There are video screens, playing scenes of Inuit and other ethnic groups, but the screens are too small to be watched properly and therefore add nothing to the production. In fact, if you try to watch them, you are distracted from the confusing action on the stage. I found it very easy to disregard them. Utterly pointless. Just another idea thrown into the pot.

Things pick up, momentarily, when the action shifts to the Greeks. How will they be represented, I wondered? Perhaps as the cavalry. Perhaps we were going to have a Little Big Horn kind of affair.

No. Not even a game of Cowboys and Indians.

The Greeks are in contemporary military gear, pale and faded desert uniforms, army boots and jaunty purple berets. Tellingly, these actors are not mic’d up. They project their voices and give some life to the language. The arrival of Ulysses (the wonderful Scott Handy) is a breath of fresh air, but then he is made to fake a choking fit and puff on an inhaler. It’s not funny. Many other heavy-handed attempts at humour follow – I only laughed once: when mighty Achilles fell off his hospital trolley bed and the cast scrambled to pick him up. I’m not sure this was meant to happen. They should keep it in.

This is a co-production between the RSC and an American company, the Wooster Group. Directed by Mark Ravenhill and Elizabeth LeCompte, two individuals who like the couple in a weather vane, I suspect have never met or interacted. Imagine Little Big Man directed by David Lynch and Pee Wee Herman. The different approaches clash horribly – and it’s not just a ‘clever’ way of representing the opposing sides in the conflict. This is more like keeping the audience under siege with an onslaught of ideas that don’t come off. After the interval there were quite a few empty seats as people took the opportunity to escape.

Scott Shepherd’s Troilus is very hard on the ear. I wonder if Stephen Hawking was his vocal coach. Just as tiresome is Marin Ireland as his paramour Cressida. (They are tepees in a pod! Hah!) She is a walking, talking alienation effect, playing most of her scenes like an animatronic Lady Macbeth sleepwalking.

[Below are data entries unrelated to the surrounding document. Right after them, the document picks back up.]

PR #238, opened 2019-03-30
fix: Properly output conflict resolutions for shorthands.

amiller-gh:
- ConflictResolver now takes shorthands into consideration.
 - PropertyParser has special cases for border and font-family because of bugs in source package.
 - fix: Export syntax now allows for immediate re-export from file path.
 - Added more debug statements.
 - Fix Broccoli bug to only remove files from tmp directory output.

### DIFF
--- a/packages/@css-blocks/core/src/BlockTree/RulesetContainer.ts
+++ b/packages/@css-blocks/core/src/BlockTree/RulesetContainer.ts
@@ -7,12 +7,12 @@
  * `::after`). Every ruleset may provide resolution guidance against another `Style` object.
  */
 import { MultiMap, TwoKeyMultiMap } from "@opticss/util";
-import * as propParser from "css-property-parser";
 import { ParsedSelector, postcss } from "opticss";
 
 import { BLOCK_PROP_NAMES, SELF_SELECTOR, getResolution } from "../BlockSyntax";
 import { InvalidBlockSyntax } from "../errors";
 import { sourceLocation } from "../SourceLocation";
+import { expandProp } from "../util/propertyParser";
 
 import { Styles, isStyle } from "./Styles";
 export { Styles, BlockClass, AttrValue } from "./Styles";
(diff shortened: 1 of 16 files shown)


packages/@css-blocks/core/src/BlockTree/RulesetContainer.ts
```diff
@@ -32,25 +32,6 @@ export type Resolution<S extends Styles = Styles> = {
   resolution: S;
 };
 
-/**
```
amiller-gh: Moved to utils

packages/@css-blocks/core/src/importing/NodeJsImporter.ts
```diff
@@ -68,7 +68,12 @@ export class NodeJsImporter implements Importer {
 
     // If no alias found, test for a node_module resolution as a file path.
     try {
-      return require.resolve(importPath, { paths: [config.rootDir] });
+      const file = require.resolve(importPath, { paths: [config.rootDir] });
+      const extname = path.extname(file).slice(1);
+      const fileExts = { css: true, ...config.preprocessors };
+      if (!fileExts[extname]) { throw Error("Invalid Block File Extension"); }
```
amiller-gh: If we have resolved to a file – it might be a JS file! Ensure this is a CSS Blocks parsable file first.

packages/@css-blocks/core/src/util/propertyParser.ts
```diff
@@ -0,0 +1,66 @@
+import * as propParser from "css-property-parser";
```
amiller-gh: There are a lot of bugs in PropertyParser... rather than open a new PR against a largely auto-generated project, I've opted to special case them here for now. I've opened issues against css-property-parser in the mean time.

packages/@css-blocks/core/test/block-inheritance-test.ts
```diff
@@ -195,7 +195,9 @@ export class BlockInheritance extends BEMProcessor {
         result.css.toString(),
         ".sub__nav { margin: 15px; }\n" +
         ".base__nav.sub__nav { margin: 15px; }\n" +
+        ".base__nav + .base__nav.sub__nav { margin: 15px; }\n" +
```
amiller-gh: Found bugs in resolution! Well... kind of. It was doing the right thing for the wrong reasons. This can be handled by opticss, but theres no need to output full selector enumeration with the current CSS Blocks rules. Kind of a bug, kind of not.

She runs around in circles while others try to have a conversation with her, an hyperactive child with all sorts of attention disorders.

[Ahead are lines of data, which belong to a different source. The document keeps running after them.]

PR #245, opened 2019-04-26
Command Line Interface

chriseppstein:
The CLI is useful for testing css-blocks or doing basic compilation to BEM classes.


packages/@css-blocks/cli/src/index.ts
```diff
@@ -0,0 +1,110 @@
+import { BlockFactory, CssBlockError, Preprocessors } from "@css-blocks/core";
```
amiller-gh: Add comments to this file then looks good to me.

packages/@css-blocks/cli/src/index.ts
```diff
@@ -0,0 +1,110 @@
...
+import chalk = require("chalk");
+import fs = require("fs");
```
amiller-gh: Doesn't `fs-extra` have a promisified version of writeFile you can use?

packages/@css-blocks/cli/src/index.ts
chriseppstein: ✅ Comments added.

packages/@css-blocks/cli/src/index.ts
chriseppstein: yep! Using that now.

Mighty Hector (the diminutive Ari Fliakos) has hints of Bob Dylan in his delivery and a stunning mullet Joe Dirt would be proud to sport. He’s another one given to running around in circles. The woman to my right leaned towards me and murmured, “It’s like watching The Hobbit.” Cruel, I thought, but fair.

Agamemnon (Danny Webb) spends the second half disguised as Crocodile Dundee. Achilles (Joe Dixon) doffs his white bath towel in favour of a full-length, blood red evening gown. Ajax (Aidan Kelly) poses as postures in a padded body suit, part time WWF wrestler, and part time heavy metal rocker. It is all rather embarrassing. Someone has watched Derek Jarman’s The Tempest too many times.

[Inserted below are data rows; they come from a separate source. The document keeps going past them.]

PR #247, opened 2019-04-29
fix: Over-zealous conflicts from inherited in-stylesheet compositions.

amiller-gh:


packages/@css-blocks/core/src/Analyzer/validations/property-conflict-validator.ts
```diff
@@ -111,16 +125,18 @@ function recursivelyPruneConflicts(prop: string, conflicts: ConflictMap): Rulese
...
+    let decl = rule.declarations.get(prop);
+    let nodes: postcss.Rule[] | postcss.Declaration[] =  decl ? decl.map((d) => d.node) : [rule.node];
+    for (let node of nodes) {
+      let line = node.source.start && `:${node.source.start.line}`;
+      let column = node.source.start && `:${node.source.start.column}`;
+      out.add(`    ${rule.style.asSource(true)} (${rule.file}${line}${column})`);
+    }
   }
-  return out.join("\n");
+  return [...out].join("\n");
```
amiller-gh: If multiple conflicts with the same line in a set, only prints unique lines once. Reduces console noise.

packages/@css-blocks/core/src/BlockTree/BlockClass.ts
```diff
@@ -268,6 +268,21 @@ export class BlockClass extends Style<BlockClass, Block, Block, Attribute> {
     this._composedStyles.add({ style, conditions });
   }
 
+  /**
```
amiller-gh: Hm, this comment is wrong. Updating.

packages/@css-blocks/core/src/Analyzer/validations/property-conflict-validator.ts
```diff
@@ -111,16 +125,18 @@ function recursivelyPruneConflicts(prop: string, conflicts: ConflictMap): Rulese
...
-    out.push(`    ${rule.style.asSource(true)} (${rule.file}${line}${column})`);
+function printRulesetConflict(prop: string, rules: Ruleset<Style>[]) {
+  const out = new Set();
+  for (let rule of rules) {
+    let decl = rule.declarations.get(prop);
+    let nodes: postcss.Rule[] | postcss.Declaration[] =  decl ? decl.map((d) => d.node) : [rule.node];
+    for (let node of nodes) {
+      let line = node.source.start && `:${node.source.start.line}`;
+      let column = node.source.start && `:${node.source.start.column}`;
+      out.add(`    ${rule.style.asSource(true)} (${rule.file}${line}${column})`);
```
chriseppstein: doesn't this print `undefined` when `node.source.start` is undefined?

packages/@css-blocks/core/src/importing/NodeJsImporter.ts
```diff
@@ -51,20 +51,22 @@ export class NodeJsImporter implements Importer {
...
     from = from ? this.filesystemPath(from, config) : from;
     let fromDir = from ? path.dirname(from) : config.rootDir;
     let resolvedPath = path.resolve(fromDir, importPath);
     if (existsSync(resolvedPath)) { return resolvedPath; }
     debug(`No relative or absolute Block file discovered for ${importPath}.`);
 
-    // If not a real file, attempt to resolve to an aliased path instead.
-    let alias = this.aliases.find(a => importPath.startsWith(a.alias + path.sep));
+    // If not a real file, attempt to resolve to an aliased path instead, if present.
+    let alias = this.aliases.find(a => importPath.startsWith(a.alias) || importPath.startsWith(a.alias + path.sep));
```
chriseppstein: If `importPath` doesn't start with `a.alias` how can it start with `a.alias + path.sep`? The second part of this expression will always be false if it runs.

chriseppstein: I removed the redundant branch.

packages/@css-blocks/core/src/Analyzer/validations/property-conflict-validator.ts
chriseppstein: I set this to an empty string in that case.

packages/@css-blocks/core/src/BlockTree/BlockClass.ts
chriseppstein: I'm going to land this PR. Please update the comment on master.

I became punch drunk. By the time Andromache (Jennifer Lim) appeared to plead with her little husband not to fight, dragging the campfire behind her, I was on the verge of hysterics. “Mad cousin Cassandra” appears but is no less or no more comprehensible than the rest of the tribe. A bit of distortion on her mic does not a visionary make.

And still the thing showed no sign of ending. At three and a half hours it felt like the Trojan War itself would have been a lot easier to sit through. Experimental approaches are all well and good but I felt this one overran by about 180 minutes. It outstayed its welcome very quickly, a nonsensical mishmash of ideas, techniques and approaches that denies the play its meaning and its poetry.

As the audience filed out, I heard comments like “That’s three and a half hours I won’t get back” and quite a few expletives. I’m not against new approaches (companies like Kneehigh, Propeller and Oddsocks manage to stamp their own identity on a play without killing it) but there needs to be some kind of editing process and quality control so that the whole exercise is not just a self-indulgent project for the companies involved. This production would, I feel, have been better directed by sat-nav.